Exercise » Begin at the line containing "- - @tanstack/react-query@5.74.7" and copy each line exactly through the end of the records, leaving out what comes before.

(Stored data)
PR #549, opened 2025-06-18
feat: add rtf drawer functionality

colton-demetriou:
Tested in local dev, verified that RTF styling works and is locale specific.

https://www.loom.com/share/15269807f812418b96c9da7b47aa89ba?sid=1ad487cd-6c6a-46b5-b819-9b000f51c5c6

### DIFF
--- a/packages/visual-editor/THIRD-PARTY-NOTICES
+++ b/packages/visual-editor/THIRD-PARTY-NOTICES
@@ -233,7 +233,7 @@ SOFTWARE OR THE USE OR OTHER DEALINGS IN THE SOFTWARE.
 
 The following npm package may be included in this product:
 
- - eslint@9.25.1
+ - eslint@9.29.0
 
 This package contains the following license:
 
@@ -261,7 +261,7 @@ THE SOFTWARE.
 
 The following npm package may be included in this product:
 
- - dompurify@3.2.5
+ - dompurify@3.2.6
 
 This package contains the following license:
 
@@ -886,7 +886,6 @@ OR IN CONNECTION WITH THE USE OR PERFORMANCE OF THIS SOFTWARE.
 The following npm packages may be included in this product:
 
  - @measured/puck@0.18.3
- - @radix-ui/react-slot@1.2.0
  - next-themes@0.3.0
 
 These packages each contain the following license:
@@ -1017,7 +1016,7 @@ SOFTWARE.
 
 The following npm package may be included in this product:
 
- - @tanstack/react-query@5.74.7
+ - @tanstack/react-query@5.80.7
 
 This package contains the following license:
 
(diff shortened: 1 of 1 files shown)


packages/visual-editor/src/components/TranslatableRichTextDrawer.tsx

Response for this exercise »
- - @tanstack/react-query@5.74.7
+ - @tanstack/react-query@5.80.7
 
 This package contains the following license:
 
(diff shortened: 1 of 1 files shown)


packages/visual-editor/src/components/TranslatableRichTextDrawer.tsx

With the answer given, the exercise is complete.